▶ [Required action]: Could you filter the data below down to the lines that hold the word "import"?

▶ [Excerpted records]:
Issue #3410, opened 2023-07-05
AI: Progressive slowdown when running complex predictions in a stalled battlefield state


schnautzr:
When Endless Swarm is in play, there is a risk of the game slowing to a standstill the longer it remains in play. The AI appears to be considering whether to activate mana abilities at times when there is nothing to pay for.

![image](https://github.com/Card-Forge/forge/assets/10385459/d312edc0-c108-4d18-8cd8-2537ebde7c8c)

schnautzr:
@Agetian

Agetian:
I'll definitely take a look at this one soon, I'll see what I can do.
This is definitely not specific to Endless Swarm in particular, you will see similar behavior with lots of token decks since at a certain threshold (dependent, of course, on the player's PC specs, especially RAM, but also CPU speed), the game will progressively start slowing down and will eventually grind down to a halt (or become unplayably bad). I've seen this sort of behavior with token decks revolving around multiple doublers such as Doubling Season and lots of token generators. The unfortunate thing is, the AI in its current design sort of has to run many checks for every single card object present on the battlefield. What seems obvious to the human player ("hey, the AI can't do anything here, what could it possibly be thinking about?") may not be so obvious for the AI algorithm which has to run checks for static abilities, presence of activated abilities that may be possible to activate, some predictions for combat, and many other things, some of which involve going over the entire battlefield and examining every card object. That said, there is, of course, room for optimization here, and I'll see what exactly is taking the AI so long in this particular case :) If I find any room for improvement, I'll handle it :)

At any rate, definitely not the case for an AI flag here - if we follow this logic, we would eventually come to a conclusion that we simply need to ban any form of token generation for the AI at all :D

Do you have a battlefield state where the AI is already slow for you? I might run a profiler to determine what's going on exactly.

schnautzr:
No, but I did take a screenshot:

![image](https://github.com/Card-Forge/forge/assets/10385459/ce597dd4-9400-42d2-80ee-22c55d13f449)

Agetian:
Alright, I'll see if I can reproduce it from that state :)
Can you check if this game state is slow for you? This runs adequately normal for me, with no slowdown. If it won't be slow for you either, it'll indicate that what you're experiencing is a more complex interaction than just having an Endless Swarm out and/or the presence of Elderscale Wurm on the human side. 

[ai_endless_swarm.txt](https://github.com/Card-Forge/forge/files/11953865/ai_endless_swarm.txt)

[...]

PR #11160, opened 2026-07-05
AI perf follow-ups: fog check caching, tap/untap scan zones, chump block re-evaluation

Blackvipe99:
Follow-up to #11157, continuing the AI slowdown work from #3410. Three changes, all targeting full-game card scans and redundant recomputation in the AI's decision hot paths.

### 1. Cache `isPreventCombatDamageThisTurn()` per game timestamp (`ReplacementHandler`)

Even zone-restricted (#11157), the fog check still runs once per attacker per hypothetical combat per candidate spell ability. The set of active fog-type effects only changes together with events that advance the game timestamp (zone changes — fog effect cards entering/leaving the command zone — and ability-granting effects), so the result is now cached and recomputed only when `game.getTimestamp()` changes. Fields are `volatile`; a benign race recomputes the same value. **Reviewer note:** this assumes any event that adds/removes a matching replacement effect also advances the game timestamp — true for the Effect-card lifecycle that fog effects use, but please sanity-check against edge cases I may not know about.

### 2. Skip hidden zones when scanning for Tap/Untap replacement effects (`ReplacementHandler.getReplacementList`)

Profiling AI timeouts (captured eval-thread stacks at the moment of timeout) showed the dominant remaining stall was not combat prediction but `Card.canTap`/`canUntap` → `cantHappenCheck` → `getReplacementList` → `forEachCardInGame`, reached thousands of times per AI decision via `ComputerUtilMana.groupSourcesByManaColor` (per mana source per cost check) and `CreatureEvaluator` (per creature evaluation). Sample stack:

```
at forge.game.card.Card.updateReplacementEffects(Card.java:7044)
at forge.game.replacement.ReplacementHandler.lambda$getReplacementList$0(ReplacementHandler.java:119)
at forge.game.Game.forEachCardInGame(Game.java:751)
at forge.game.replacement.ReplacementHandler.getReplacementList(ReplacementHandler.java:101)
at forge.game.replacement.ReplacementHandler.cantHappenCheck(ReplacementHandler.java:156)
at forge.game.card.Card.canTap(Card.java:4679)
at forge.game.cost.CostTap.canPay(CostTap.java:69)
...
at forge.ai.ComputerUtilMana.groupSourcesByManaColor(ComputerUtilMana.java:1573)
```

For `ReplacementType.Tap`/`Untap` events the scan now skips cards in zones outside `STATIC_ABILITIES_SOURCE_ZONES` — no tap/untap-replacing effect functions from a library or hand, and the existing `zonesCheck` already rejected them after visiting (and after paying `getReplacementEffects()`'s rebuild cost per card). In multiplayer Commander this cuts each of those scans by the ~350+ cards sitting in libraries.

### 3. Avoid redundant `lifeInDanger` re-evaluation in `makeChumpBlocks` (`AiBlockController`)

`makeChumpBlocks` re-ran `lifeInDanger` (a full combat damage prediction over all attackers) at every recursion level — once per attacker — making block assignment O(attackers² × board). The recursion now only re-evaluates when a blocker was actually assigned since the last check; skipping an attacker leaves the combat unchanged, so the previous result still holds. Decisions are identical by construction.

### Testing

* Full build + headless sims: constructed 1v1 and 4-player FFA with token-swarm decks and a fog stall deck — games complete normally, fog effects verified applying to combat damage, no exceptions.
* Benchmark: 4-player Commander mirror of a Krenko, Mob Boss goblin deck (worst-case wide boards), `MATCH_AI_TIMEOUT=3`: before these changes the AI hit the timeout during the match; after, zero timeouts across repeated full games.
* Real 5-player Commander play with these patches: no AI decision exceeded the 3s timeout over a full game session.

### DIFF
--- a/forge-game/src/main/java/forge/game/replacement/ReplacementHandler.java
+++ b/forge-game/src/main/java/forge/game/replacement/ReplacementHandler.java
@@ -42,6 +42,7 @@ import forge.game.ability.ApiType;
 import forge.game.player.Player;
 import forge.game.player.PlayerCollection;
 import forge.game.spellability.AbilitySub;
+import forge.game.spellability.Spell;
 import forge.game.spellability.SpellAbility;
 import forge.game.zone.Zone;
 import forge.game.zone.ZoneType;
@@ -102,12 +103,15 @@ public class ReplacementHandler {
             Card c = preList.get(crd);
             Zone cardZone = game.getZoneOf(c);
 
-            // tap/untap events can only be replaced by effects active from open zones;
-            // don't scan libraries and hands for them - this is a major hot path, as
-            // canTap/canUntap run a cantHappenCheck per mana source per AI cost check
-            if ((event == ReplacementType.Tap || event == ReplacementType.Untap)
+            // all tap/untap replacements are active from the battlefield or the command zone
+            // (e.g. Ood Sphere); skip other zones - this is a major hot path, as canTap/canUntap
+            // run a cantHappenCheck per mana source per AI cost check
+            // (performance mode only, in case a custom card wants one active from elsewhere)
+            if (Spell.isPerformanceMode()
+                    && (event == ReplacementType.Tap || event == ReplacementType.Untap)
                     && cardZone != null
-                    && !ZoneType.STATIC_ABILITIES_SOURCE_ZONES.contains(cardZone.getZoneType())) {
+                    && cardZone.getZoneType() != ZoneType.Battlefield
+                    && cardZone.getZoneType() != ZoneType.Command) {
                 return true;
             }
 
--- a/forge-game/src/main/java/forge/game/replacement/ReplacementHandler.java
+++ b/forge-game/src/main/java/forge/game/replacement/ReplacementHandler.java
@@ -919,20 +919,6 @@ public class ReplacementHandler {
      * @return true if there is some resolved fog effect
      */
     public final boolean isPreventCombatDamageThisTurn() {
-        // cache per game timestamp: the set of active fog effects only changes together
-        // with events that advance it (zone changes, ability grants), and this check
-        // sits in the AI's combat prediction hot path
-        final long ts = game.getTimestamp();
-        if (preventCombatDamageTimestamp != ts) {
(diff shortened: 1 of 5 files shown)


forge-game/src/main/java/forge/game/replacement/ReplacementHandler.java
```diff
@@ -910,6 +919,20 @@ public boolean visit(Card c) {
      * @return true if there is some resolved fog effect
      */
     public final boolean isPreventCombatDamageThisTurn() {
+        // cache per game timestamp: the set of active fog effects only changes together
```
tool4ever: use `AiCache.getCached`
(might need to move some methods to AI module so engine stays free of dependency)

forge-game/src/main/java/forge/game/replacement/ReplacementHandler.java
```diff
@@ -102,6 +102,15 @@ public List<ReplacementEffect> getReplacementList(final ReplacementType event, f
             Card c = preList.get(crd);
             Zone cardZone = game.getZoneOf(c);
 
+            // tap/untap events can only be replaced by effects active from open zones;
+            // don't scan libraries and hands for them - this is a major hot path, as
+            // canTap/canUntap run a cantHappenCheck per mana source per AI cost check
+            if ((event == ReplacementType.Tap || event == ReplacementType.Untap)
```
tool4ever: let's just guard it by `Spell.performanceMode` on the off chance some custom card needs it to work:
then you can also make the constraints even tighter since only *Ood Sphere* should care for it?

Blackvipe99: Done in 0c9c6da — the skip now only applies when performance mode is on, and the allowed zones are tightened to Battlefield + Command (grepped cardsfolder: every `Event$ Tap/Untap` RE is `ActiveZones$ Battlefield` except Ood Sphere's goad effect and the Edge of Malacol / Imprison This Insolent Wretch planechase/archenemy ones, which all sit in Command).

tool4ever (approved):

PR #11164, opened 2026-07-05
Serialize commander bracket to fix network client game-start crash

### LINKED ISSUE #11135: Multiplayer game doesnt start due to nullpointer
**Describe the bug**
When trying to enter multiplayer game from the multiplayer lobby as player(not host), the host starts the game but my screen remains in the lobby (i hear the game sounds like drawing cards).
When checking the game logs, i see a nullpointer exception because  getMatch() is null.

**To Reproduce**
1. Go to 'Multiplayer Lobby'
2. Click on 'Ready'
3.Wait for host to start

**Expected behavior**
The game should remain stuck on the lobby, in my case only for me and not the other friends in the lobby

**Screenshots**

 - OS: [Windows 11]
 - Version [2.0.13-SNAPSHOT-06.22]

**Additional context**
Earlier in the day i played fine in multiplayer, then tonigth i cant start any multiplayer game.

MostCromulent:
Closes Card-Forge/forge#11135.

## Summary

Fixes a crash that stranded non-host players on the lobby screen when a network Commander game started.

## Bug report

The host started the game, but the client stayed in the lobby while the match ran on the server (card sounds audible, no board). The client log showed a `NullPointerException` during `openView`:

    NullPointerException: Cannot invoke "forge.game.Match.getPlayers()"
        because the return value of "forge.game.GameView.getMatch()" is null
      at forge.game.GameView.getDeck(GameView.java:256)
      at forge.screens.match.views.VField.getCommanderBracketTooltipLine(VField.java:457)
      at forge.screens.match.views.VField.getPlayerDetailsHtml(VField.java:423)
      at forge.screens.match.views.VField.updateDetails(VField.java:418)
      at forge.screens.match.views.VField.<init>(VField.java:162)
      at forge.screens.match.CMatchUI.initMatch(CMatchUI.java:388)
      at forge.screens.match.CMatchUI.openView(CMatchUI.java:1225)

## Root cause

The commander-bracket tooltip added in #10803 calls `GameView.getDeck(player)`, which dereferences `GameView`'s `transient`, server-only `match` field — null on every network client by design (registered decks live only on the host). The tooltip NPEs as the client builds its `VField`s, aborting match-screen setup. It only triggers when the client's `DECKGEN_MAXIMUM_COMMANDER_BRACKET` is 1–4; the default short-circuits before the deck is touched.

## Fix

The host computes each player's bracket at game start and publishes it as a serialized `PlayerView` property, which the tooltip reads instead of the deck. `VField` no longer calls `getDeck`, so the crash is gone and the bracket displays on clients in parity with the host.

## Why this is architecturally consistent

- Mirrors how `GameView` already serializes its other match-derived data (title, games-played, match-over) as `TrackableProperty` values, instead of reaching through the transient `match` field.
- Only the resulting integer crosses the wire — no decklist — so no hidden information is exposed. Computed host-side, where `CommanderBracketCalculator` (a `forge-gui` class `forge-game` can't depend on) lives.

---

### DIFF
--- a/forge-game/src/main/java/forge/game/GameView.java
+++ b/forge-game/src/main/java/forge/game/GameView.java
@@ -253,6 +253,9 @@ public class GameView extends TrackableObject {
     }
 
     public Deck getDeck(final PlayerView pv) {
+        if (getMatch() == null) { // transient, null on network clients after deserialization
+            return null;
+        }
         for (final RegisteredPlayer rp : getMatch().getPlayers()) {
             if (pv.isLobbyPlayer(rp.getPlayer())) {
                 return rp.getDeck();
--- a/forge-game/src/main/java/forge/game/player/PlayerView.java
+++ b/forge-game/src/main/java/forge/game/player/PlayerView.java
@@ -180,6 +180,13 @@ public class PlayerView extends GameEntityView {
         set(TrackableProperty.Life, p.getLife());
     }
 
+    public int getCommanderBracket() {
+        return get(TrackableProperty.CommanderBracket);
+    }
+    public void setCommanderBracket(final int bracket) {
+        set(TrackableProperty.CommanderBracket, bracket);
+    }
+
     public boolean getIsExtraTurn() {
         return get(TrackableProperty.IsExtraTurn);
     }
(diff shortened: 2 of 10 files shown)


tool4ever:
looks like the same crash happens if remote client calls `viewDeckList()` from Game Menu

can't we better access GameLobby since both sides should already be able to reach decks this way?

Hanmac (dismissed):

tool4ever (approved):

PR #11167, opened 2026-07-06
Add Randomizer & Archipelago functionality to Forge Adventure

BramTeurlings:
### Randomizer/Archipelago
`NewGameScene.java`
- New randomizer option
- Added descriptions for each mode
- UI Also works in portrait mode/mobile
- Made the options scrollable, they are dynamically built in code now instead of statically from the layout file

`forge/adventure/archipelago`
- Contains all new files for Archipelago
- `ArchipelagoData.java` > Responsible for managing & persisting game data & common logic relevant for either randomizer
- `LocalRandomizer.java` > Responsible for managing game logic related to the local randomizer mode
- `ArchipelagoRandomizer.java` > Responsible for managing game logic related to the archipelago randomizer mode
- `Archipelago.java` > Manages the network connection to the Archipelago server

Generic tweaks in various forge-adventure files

▶ [Response]:
@@ -42,6 +42,7 @@ import forge.game.ability.ApiType;
 import forge.game.player.Player;
 import forge.game.player.PlayerCollection;
 import forge.game.spellability.AbilitySub;
+import forge.game.spellability.Spell;
 import forge.game.spellability.SpellAbility;
 import forge.game.zone.Zone;
 import forge.game.zone.ZoneType;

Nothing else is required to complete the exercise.